I don’t think Johan’s here, anyway. I can’t feel him. I’d like to hope that the sixth-Johan-sense I once had wore off a long time ago, but I suspect it’s still there. I suspect my body would still know when his was nearby, which in itself is unsettling.
I start walking back toward the conference hotel. I have frightened myself. I take long breaths of the perishing air, telling myself reassuring things I’m not sure I believe. I record videos for both children, whose little bodies I’m longing to cuddle, and stop at a shop to buy them gifts.
I sit in a park, drinking a takeaway herbal tea while I wait the ten minutes remaining until I can video call them after school. Yanika has emailed me:Good to see you, Carrie. I hope you’ll forgive the questions. I knew what your answer would be, but had to ask. I’ll see you in March.
At 3:45 I video call Robin, who hasn’t even left for the school run yet. I’d forgotten about the time difference.
“Are you OK, my darling?” he asks, after I’ve updated him about Maeve. “Is everything going all right out there?”
Tell him.
“I…I’m just tired. I met Yanika today. She asked me some pretty tough questions, but really, I should have seen them coming. Apart from that I think it went well. I mean, she pretty much offered me a job, so…”
He’s been moving around the kitchen, getting after-school snacks for the kids, but at this he stops dead. “A job? I thought you were talking about a clinical attachment?”

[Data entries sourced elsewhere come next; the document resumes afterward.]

Issue #144, opened 2021-04-06
Support synonyms in the engine


Kerollmops:
Milli must support the synonyms. Synonyms can be more than one word and are already supported in the query tree construction logic, we only need to introduce methods to set and save them on disk.

You can find more information on [the official MeiliSearch documentation](https://docs.meilisearch.com/reference/api/synonyms.html#synonyms).

1. Introduce a field in [the Settings struct to accept a list of synonyms](https://github.com/meilisearch/milli/blob/2bcdd8844c4ec9f6f8a34617ea0e4321fa633c0c/milli/src/update/settings.rs#L29-L35).
1. Store this list of synonyms in an efficient way in the key-value store.
1. Fetch this list in [the Context trait implementation of the `QueryTreeBuilder`](https://github.com/meilisearch/milli/blob/2bcdd8844c4ec9f6f8a34617ea0e4321fa633c0c/milli/src/search/query_tree.rs#L188-L190).

## Details about the synonyms

As explained above the synonyms can only be declared one-way (i.e. android gives smartphone), if a user needs to declare a two-way synonym (i.e. wolverine gives logan and logan gives wolverine) it must be declared in both way by the user in the settings, that's expected behavior.

Here is the kind of JSON object that the engine will receive describing the list of synonyms:

```json
{
  "wolverine": ["logan"],
  "logan": ["wolverine"],
  "android": ["smartphone"],
  "wow": ["world of warcraft"],
  "world of worcraft": ["wow"]
}
```

### How can we store the synonyms?

We must find an efficient way to store the synonyms in LMDB (using heed), preferably in the main (polymorph) database like for stop-words. A HashMap serialized using serde JSON could do the job.

However, if a user has a lot of synonyms (think plurals or CJK), it could take a lot of time to deserialize the whole HashMap to, then, only fetch one list of associated synonyms. Finding a better way to store the synonyms (using another database) will be part of another issue, in the future.

### Normalize the synonyms!

When performing a search, the user query is compared to the list of synonyms, for synonyms to be matched correctly with the query words, both synonyms and query words must be normalized. Query words are already normalized (@LegendreM could you confirm?), we must not forget this step with synonyms when storing them. Both sides must be normalized (i.e. wolverine and logan).

If a synonym is found to be multiple words, it must be split using the tokenizer and stored splitter, on both sides.

shekhirin:
> the official MeiliSearch documentation.

I suppose link to the doc isn't correct 😄 
[...]

PR #146, opened 2021-04-07
Facet float-integer becomes facet number

### LINKED ISSUE #142: Only two facet types: string and number
_Related to this specification: https://github.com/meilisearch/specifications/pull/24_

Milli needs to know the facet types.
Currently, Milli handles 3 types: float, integer and string.

Milli will handle 2 types only: number and string.
Numbers are any integers or floats, and these will be converted into float.

Kerollmops:
This pull request fixes #142 by converting all the integers into floats, introducing a new "number" type. The exact precision for integers converted into [64bits floats is between -2^53 and 2^53](https://en.wikipedia.org/wiki/Double-precision_floating-point_format#Precision_limitations_on_integer_values), it has been decided that it was enough for common use cases and ease the search engine usage.

More information can be found [in this specification draft document](https://hackmd.io/@WZKoavtcShyXvCB_qthGRQ/Hka6af-Vu).

- [x] Convert booleans into the appropriate facet type when declared. Keep in mind that the original document is never modified, the document is always returned as it was received.
- [x] Don't skip empty strings and consider them as valid facet values.
- [x] Remove trait bounds from the facet functions and types (`FacetIter`, `FacetRange`) to work only for numbers (`f64`).
- [x] Warn instead of raising an error and stop the indexing when a conversion to the facet type is impossible.

---

In a future pull request, we should split both facet databases of strings and floats. Doing so would make it possible to use a different implementation of facet levels for strings and numbers, strings can't work like numbers due to their inherent unknown size making facet distribution aggregation for strings slow. Then wrap both facet databases into a type that would help us work with facets strings and numbers. There can be helping methods to return iterators on ranges of numbers, iterators for facet ranges...


curquiza:
Will this PR fix completely https://github.com/meilisearch/milli/issues/142 or this issue will need another PR?

Kerollmops:
@curquiza Yep, this fixes #144.

Kerollmops:
Hey @MarinPostma, Could you please check that the distinct system is still valid? Thank you :)

milli/src/heed_codec/facet/mod.rs
```diff
@@ -1,13 +1,9 @@
 mod facet_level_value_f64_codec;
-mod facet_level_value_i64_codec;
 mod facet_value_string_codec;
 mod field_doc_id_facet_f64_codec;
-mod field_doc_id_facet_i64_codec;
 mod field_doc_id_facet_string_codec;
 
 pub use self::facet_level_value_f64_codec::FacetLevelValueF64Codec;
```
MarinPostma, line 6: Maybe we should change this to `FacetLevelValueNumberCodec`

MarinPostma (changes requested):
Looks good to me on the distinct side.

So no inference for now, we just drop the `Integer` and `Float` facet types and replace them with `Number`?

milli/src/heed_codec/facet/mod.rs
Kerollmops: As this is a low-level codec implementation that encodes and decodes f64 directly, I prefer keeping the explicit name.

Kerollmops:
> So no inference for now, we just drop the `Integer` and `Float` facet types and replace them with `Number`?

The inference is no more needed, it has been decided that there are only soft type conversions, strings will be moved into the string database and JSON numbers will be moved in the f64 database.

PR #172, opened 2021-04-28
Optimize proximity criterion

LegendreM:
Add a threshold on proximity when choosing between linear and set algorithm


Kerollmops (approved):
Perfect thank you, this will speed up the criteria a lot!

PR #296, opened 2021-02-25
More SBAT parser reworking and lots of test cases

vathpela:
This patch set does a couple of things:
- adds a generic CSV parser that builds a linked list of rows with an array of column pointers from a csv file
- makes parsing .sbat use it
- makes parsing the SBAT variable use it
- adds a test suite for (some of) our string functions, including the ones parsing csv use, with lots of specific tests
- adds a test suite for our csv parser, with lots of specific tests, including several that fuzz it with 8.5kB of /dev/urandom
- adds a test suite for parsing .sbat and the SBAT variable (does not currently test verify_sbat())

Currently it is not possible to /run/ the test suite on this branch; you need two more patches that currently live on https://github.com/rhboot/shim/tree/test-reorg


sbat.c
```diff
@@ -25,51 +25,101 @@ get_sbat_field(CHAR8 *current, CHAR8 *end, const CHAR8 **field, char delim)
...
-	*current = get_sbat_field(*current, end, &entry->component_name, ',');
-	if (!entry->component_name)
-		goto error;
+	INIT_LIST_HEAD(&csv);
 
-	*current = get_sbat_field(*current, end, &entry->component_generation,
-	                          ',');
-	if (!entry->component_generation)
-		goto error;
+	efi_status = parse_csv_data(section_base, end, 6, &csv);
```
martinezjavier, line 27: Should we have a `#define SBAT_SECTION_COLUMNS 6` or something in `sbat.h` instead of having a magic number here? I know is unlikely that this would change but still would make it easier to read.

sbat.c
```diff
@@ -25,51 +25,101 @@ get_sbat_field(CHAR8 *current, CHAR8 *end, const CHAR8 **field, char delim)
...
+	entries = (struct sbat_section_entry **)strtab;
+	strtab += sizeof(struct sbat_section_entry *) * n;
+	entry = (struct sbat_section_entry *)strtab;
+	strtab += sizeof(struct sbat_section_entry) * n;
+	n = 0;
+
+	list_for_each(pos, &csv) {
+		struct csv_row * row;
+		size_t i;
+		const char **ptrs[6] = {
```
martinezjavier: here we could also use such a constant if added.

sbat.c
```diff
@@ -92,7 +74,7 @@ parse_sbat_section(char *section_base, size_t section_size,
 	list_for_each(pos, &csv) {
 		struct csv_row * row;
 		size_t i;
-		const char **ptrs[6] = {
+		const char **ptrs[] = {
```
martinezjavier, line 77: Right, you are removing the array size since is not really needed. Probably should be done in the previous patch.

martinezjavier (approved):
Patches looks good to me. Thanks a lot for this rework!

Since the test requires the `test-reorg` branch, I guess that the last 3 commits should be left for now and added after that ?

aburmash:
This parser even covers some weird cases like double /n/n in the end of variable and section. LGTM.
Smoke tests also show that parsing works as expected.

aburmash (approved):

vathpela:
I've pushed another batch to address javierm's concerns.  It also:
- converts more of test-csv.c and test-sbat.c to use the "newer" helper macros
- makes dprint() work (theoretically) in our tests
- adds a more testable interface for verify_sbat()

PR #301, opened 2021-02-26
Add get_variable_size() and set_variable() wrappers.

vathpela:
This get_variable_size() implementation success in either of two cases:
- EFI_SUCCESS with *lenp == 0 if the variable isn't found
- EFI_SUCCESS with *lenp > 0 on success

In the event of other errors, it returns them to you.

There's nothing particularly interesting about the set_variable()
implementation here.


martinezjavier:
I think this can be closed now since has moved to #294.

martinezjavier:
merging this as agreed with @jsetje.

PR #302, opened 2021-02-26
If the SBAT UEFI variable is not set, initialize it as a bootservices variable (rebased on size and set wrappers)

jsetje:
This is poorly tested, but seems to work.


jsetje:
I added explicit 0 size handling and squashed the commits. I also tested this under a couple more circumstances.

jsetje:
Dropping this PR and pushing this approach into the RP with the previous discussion.

PR #305, opened 2021-02-27
Add tesuite to the github pull request workflow.

xnox:


xnox:
@vathpela make[1]: xxd: No such file or directory

Not sure if you need to rebuild the ci containers, or if dns install will work.

Also are the containers meant to be static? or does one meant to upgrade the toolchain in them?

xnox:
so this now passes workflow, although tests are simply attempted to build and then skip. Cause they don't seem to build anymore.

xnox:
Also it seems to pull from f35 without f35 gpg key in the container. I don't know how to correctly import the f35 key and mark it as trusted =/

PR #308, opened 2021-03-06
Try to do a better job with gnu-efi and all the string problems...

vathpela:
This is basically built on https://github.com/rhboot/shim/pull/284 , but with some fixes to make it build the whole time.


.gitmodules
```diff
@@ -0,0 +1,3 @@
+[submodule "gnu-efi"]
+	path = gnu-efi
+	url = https://git.code.sf.net/p/gnu-efi/code
```
martinezjavier: I think we should just use the shim specific `gnu-efi` here instead of doing it as a follow-up separate patch.

Also, this patch has your authorship but mjg's Signed-off-by tag.

jsetje (approved):

martinezjavier (approved):
Looks good to me now.

PR #309, opened 2021-03-09
Set the section flags for .sbat

lcp:
When using "objcopy -O binary", it silently drops the sections without
"alloc" or "load" or the sections with "unload". Since we didn't set any
section flags for .sbat, it just contains the "readonly" flag and
objcopy ignored the section totally when generating EFI images for
ARM32 and AArch64.

This commit sets the common read-only data section flags to .sbat so
that objcopy would always copy the section to the final EFI image.


martinezjavier (approved):
LGTM.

“Oh, I am—don’t worry. She just said,you should come and work for me. She wasn’t serious. But I think that bodes well, don’t you?”
“Yes,” Robin says after a pause. He runs a hand through his hair. He looks harassed. “As long as you’re sure you’re not going to ask if we can move to Stockholm?”
“Oh, Robin. Of course not.”
“It’s hard to know what’s coming these days,” he says quietly.